Materials and methods : We comprehensively investigated and compared the specific profiles of 12 targeted phosphorylated signaling proteins in gemcitabine-resistant (GEM-MIA PaCa-2) and wild-type (WT-MIA PaCa-2) pancreatic cancer cell lines by the Bio-Plex phosphorylation protein assay system. We also evaluated the expression levels of Annexin II and two phosphoproteins, which showed different expression in these two cell lines, by immunohistochemistry of pancreatic cancer tissues.

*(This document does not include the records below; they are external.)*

PR #579, opened 2026-07-06
feat: Allow to supply own names when using `Value::resolve` and `Value::Validate`

### LINKED ISSUE #574: Proposal: Reuse a pre-built `ResolvedSchema` in `Value` resolution
# Problem

`apache_avro::types::Value` exposes two public methods for schema resolution:

1. `Value::resolve(self, schema: &Schema)`
2. `Value::resolve_schemata(self, schema: &Schema, schemata: Vec<&Schema>)`

Both rebuild a `ResolvedSchema` from the target schema on **every call**. `resolve`
delegates to `resolve_schemata`, which in turn constructs the `ResolvedSchema`
before doing any work:

```rust
pub fn resolve(self, schema: &Schema) -> AvroResult<Self> {
    self.resolve_schemata(schema, Vec::with_capacity(0))
}

pub fn resolve_schemata(self, schema: &Schema, schemata: Vec<&Schema>) -> AvroResult<Self> {
    let enclosing_namespace = schema.namespace();
    let rs = if schemata.is_empty() {
        ResolvedSchema::try_from(schema)?      // rebuilt every call
    } else {
        ResolvedSchema::try_from(schemata)?    // rebuilt every call
    };
    self.resolve_internal(schema, rs.get_names(), enclosing_namespace, &None)
}
```

Building the `ResolvedSchema` walks the entire schema tree to collect every named
type (records, enums, fixed, and other named schemas) and populates a fresh
`NamesRef` (`HashMap<Name, &Schema>`). This cost is paid once per value.

When the reader schema is fixed and many values are resolved against it — for
example decoding a stream of messages that all share one schema — the schema tree
is re-walked and the name map is re-allocated for each value, even though the
result is identical every time. The per-value resolution itself is unavoidable
work; the repeated `ResolvedSchema` construction is not.

# Proposed API

Add a method that accepts a caller-provided name map, so the map can be built once
and reused. Taking the `NamesRef` directly (rather than a concrete
`ResolvedSchema`) keeps the method usable with any source of names:

```rust
impl Value {
    /// Perform schema resolution using a pre-built name map.
    ///
    /// Equivalent to [`Value::resolve`] / [`Value::resolve_schemata`] but skips
    /// rebuilding the name map on each call. The `names` must have been built from
    /// `schema` (or a set of schemata that includes it), e.g. via
    /// `ResolvedSchema::get_names()`.
    pub fn resolve_with_names(
        self,
        schema: &Schema,
        names: &NamesRef,
    ) -> AvroResult<Self> {
        let enclosing_namespace = schema.namespace();
        self.resolve_internal(schema, names, enclosing_namespace, &None)
    }
}
```

`NamesRef`, `ResolvedSchema`, and `get_names()` are already public, and
`resolve_internal` accepts `&HashMap<Name, S: Borrow<Schema>>`, so a `&NamesRef`
(`&HashMap<Name, &Schema>`) lines up without further changes. Callers obtain the
map from `ResolvedSchema::get_names()`:

```rust
let resolved = ResolvedSchema::try_from(&reader_schema)?;
value.resolve_with_names(&reader_schema, resolved.get_names())?;
```

# Caveat: lifetimes when caching

`ResolvedSchema<'s>` borrows from the schema it was built from, so the pattern
above only works within a single scope: the `ResolvedSchema` cannot be stored next
to an owned `Schema` in the same struct — that would be a self-referential borrow.

The crate already has `ResolvedOwnedSchema` (an ouroboros-based owning variant) for
exactly this case, but it is currently `pub(crate)`. To make a pre-built name map
usable across the lifetime of a long-lived consumer, `ResolvedOwnedSchema` should
be exported alongside this new method. It also exposes `get_names() -> &NamesRef`,
so it feeds `resolve_with_names` directly:

```rust
let resolved = ResolvedOwnedSchema::try_from(reader_schema)?; // owns the schema
value.resolve_with_names(resolved.get_root_schema(), resolved.get_names())?;
```

# Effect

- Removes the repeated schema-tree walk and `NamesRef` allocation on each
  resolution when the schema is reused.
- Does **not** make resolution allocation-free: `resolve` still builds a new
  `Value` (records, arrays, maps, strings), so allocation remains proportional to
  the value size. The saving is limited to the name-map construction.
- Behaviour is otherwise identical to `resolve` / `resolve_schemata`.

Kriskras99:
I ended up using the suggestion from @flxo instead of my own suggestion as it is not clear from a `ResolvedSchema` which schema needs to be resolved against.

This also optimizes `Value::resolve_internal` to take an `Option<&JsonValue>` instead of an `&Option<JsonValue>` which saves a memory load on every function call.

Closes #574

### DIFF
--- a/avro/src/types.rs
+++ b/avro/src/types.rs
@@ -426,9 +426,7 @@ impl Value {
     ) -> bool {
         match self.validate_internal(schema, names, None) {
             Some(reason) => {
-                let log_message =
-                    format!("Invalid value: {self:?} for schema: {schema:?}. Reason: {reason}");
-                error!("{log_message}");
+                error!("Invalid value: {self:?} for schema: {schema:?}. Reason: {reason}");
                 false
             }
             None => true,
--- a/avro/src/types.rs
+++ b/avro/src/types.rs
@@ -790,8 +790,8 @@ impl Value {
             }) => self.resolve_enum(symbols, default, field_default),
             Schema::Array(inner) => self.resolve_array(&inner.items, names, enclosing_namespace),
             Schema::Map(inner) => self.resolve_map(&inner.types, names, enclosing_namespace),
-            Schema::Record(RecordSchema { fields, .. }) => {
-                self.resolve_record(fields, names, enclosing_namespace)
+            Schema::Record(RecordSchema { fields, name, .. }) => {
+                self.resolve_record(fields, names, name.namespace().or(enclosing_namespace))
             }
             Schema::Decimal(DecimalSchema {
                 scale,
--- a/avro/src/types.rs
+++ b/avro/src/types.rs
@@ -370,6 +370,10 @@ impl TryFrom<Value> for JsonValue {
 impl Value {
     /// Validate the value against the given [`Schema`].
     ///
+    /// Note: This will first build a reference map from the schema (see [`ResolvedSchema`]). If this
+    /// function is called more than once for the same schema, it is recommended to use
+    /// [`validate_with_names`](Self::validate_with_names) instead.
+    ///
     /// See the [Avro specification](https://avro.apache.org/docs/++version++/specification)
     /// for the full set of rules of schema validation.
     ///
@@ -380,6 +384,13 @@ impl Value {
     }
 
     /// Validate the value against the given schemata.
+    ///
+    /// Note: This will first build a reference map from the schema (see [`ResolvedSchema`]). If this
+    /// function is called more than once for the same schema, it is recommended to use
+    /// [`validate_with_names`](Self::validate_with_names) instead.
+    ///
+    /// See the [Avro specification](https://avro.apache.org/docs/++version++/specification)
+    /// for the full set of rules of schema validation.
     ///
     /// # Panics
     /// Will panic if the schemata contain unresolved references or duplicate schemas.
@@ -402,6 +413,26 @@ impl Value {
                 None => true,
             },
         )
+    }
+
+    /// Validate the value against the given schema using `names` to resolve any references.
+    ///
+    /// See the [Avro specification](https://avro.apache.org/docs/++version++/specification)
+    /// for the full set of rules of schema validation.
+    pub fn validate_with_names<S: Borrow<Schema> + Debug>(
+        &self,
+        schema: &Schema,
+        names: &HashMap<Name, S>,
+    ) -> bool {
+        match self.validate_internal(schema, names, None) {
+            Some(reason) => {
+                let log_message =
+                    format!("Invalid value: {self:?} for schema: {schema:?}. Reason: {reason}");
+                error!("{log_message}");
+                false
+            }
+            None => true,
+        }
     }
 
     fn accumulate(accumulator: Option<String>, other: Option<String>) -> Option<String> {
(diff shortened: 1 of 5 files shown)


flxo (approved):
LGTM. 

Thanks for the addition - this is really valuable for higher throughputs.

avro/src/types.rs
```diff
@@ -404,6 +415,26 @@ impl Value {
...
+    /// for the full set of rules of schema validation.
+    pub fn validate_with_names<S: Borrow<Schema> + Debug>(
+        &self,
+        schema: &Schema,
+        names: &HashMap<Name, S>,
+    ) -> bool {
+        match self.validate_internal(schema, names, None) {
+            Some(reason) => {
+                let log_message =
+                    format!("Invalid value: {self:?} for schema: {schema:?}. Reason: {reason}");
```
martin-g: Is `log_message` needed ? `error!(...)` will do the same

avro/src/types.rs
```diff
@@ -656,38 +687,70 @@ impl Value {
...
+    /// Note: This will first build a reference map from the schema (see [`ResolvedSchema`]). If this
+    /// function is called more than once for the same schema, it is recommended to use
+    /// [`resolve_with_names`](Self::resolve_with_names) instead.
     ///
     /// See [Schema Resolution](https://avro.apache.org/docs/++version++/specification/#schema-resolution)
-    /// in the Avro specification for the full set of rules of schema
-    /// resolution.
+    /// in the Avro specification for the full set of rules of schema resolution.
     pub fn resolve_schemata(self, schema: &Schema, schemata: Vec<&Schema>) -> AvroResult<Self> {
-        let enclosing_namespace = schema.namespace();
```
martin-g, line 676: Why ?

avro/src/types.rs
Kriskras99: Leftover from copying parts of `validate_schemata`

avro/src/types.rs
Kriskras99: There is no enclosing namespace for `schema`. Either schema has it's own namespace (in which `resolve_internal` will use that) or schema has no namespace in which case this is `None`. So it is useless to set it here.

martin-g: I still do not understand.
The idea of `enclosing_namespace` is to provide the namespace to any (grand)children schemas which do not have their own `"namespace"` attribute.
If we pass `None` to https://github.com/apache/avro-rs/blob/7fda1076ab2c2d351f0e65631165d1b5ec8b5e24/avro/src/types.rs#L752 then `resolve_record()` at https://github.com/apache/avro-rs/blob/7fda1076ab2c2d351f0e65631165d1b5ec8b5e24/avro/src/types.rs#L796 will not know the namespace of the closest parent with a namespace.

Kriskras99: The only schemas for which `schema.namespace()` will return a namespace are:
- `Schema::Ref`
- `Schema::Record`
- `Schema::Enum`
- `Schema::Fixed`
- `Schema::Decimal(Fixed)`
- `Schema::Uuid(Fixed)`
- `Schema::Duration`

`resolve_internal` will only use the `enclosing_namespace` parameter in the following situations:
- `schema == Schema::Ref` to get the fqn of the reference. But if the reference has a namespace that will be used for the fqn
- `schema == Schema::Union`, but directly from `resolve_schemata` the enclosing namespace will not exist
- `schema == Schema::Array`, same as union
- `schema == Schema::Map`, same as union
- `schema == Schema::Record`, it should use the namespace from the record first but I see now that it doesn't. 

I've updated the `Schema::Record` branch to use the namespace from the record first then the enclosing namespace if it does not have one.

avro/src/types.rs
```diff
@@ -729,8 +790,8 @@ impl Value {
             }) => self.resolve_enum(symbols, default, field_default),
             Schema::Array(inner) => self.resolve_array(&inner.items, names, enclosing_namespace),
             Schema::Map(inner) => self.resolve_map(&inner.types, names, enclosing_namespace),
-            Schema::Record(RecordSchema { fields, .. }) => {
-                self.resolve_record(fields, names, enclosing_namespace)
+            Schema::Record(RecordSchema { fields, name, .. }) => {
+                self.resolve_record(fields, names, name.namespace().or(enclosing_namespace))
```
martin-g, line 794: Continuation of https://github.com/apache/avro-rs/pull/579/changes#r3578241892:
because of the change at https://github.com/apache/avro-rs/pull/579/changes#diff-9ce454ff2db8b0477e609ee586622825012be35efe856246c9ec0de5936b3879L682-R717 the `enclosing_namespace` will be `None` here and won't help much.

Kriskras99: It's not useful when used directly from `resolve_schemata` but `resolve_internal` is a recursive function. So at some point in the recursion there can be a Record which does not have its own namespace but has an enclosing namespace.

martin-g (approved):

Results : Annexin II overexpression in cancer cells was significantly associated with rapid recurrence after gemcitabine-adjuvant chemotherapy in patients with resected pancreatic cancer (P=0.0118). Bio-Plex analysis showed upregulation of p-Akt in GEM-MIA PaCa-2 cells in which Annexin II is highly expressed. On immunohistochemistry, the expression level of p-Akt was significantly correlated with that of p-mTOR in pancreatic cancer tissues. Inhibition of mTOR phosphorylation canceled gemcitabine resistance in GEM-MIA PaCa-2 cells.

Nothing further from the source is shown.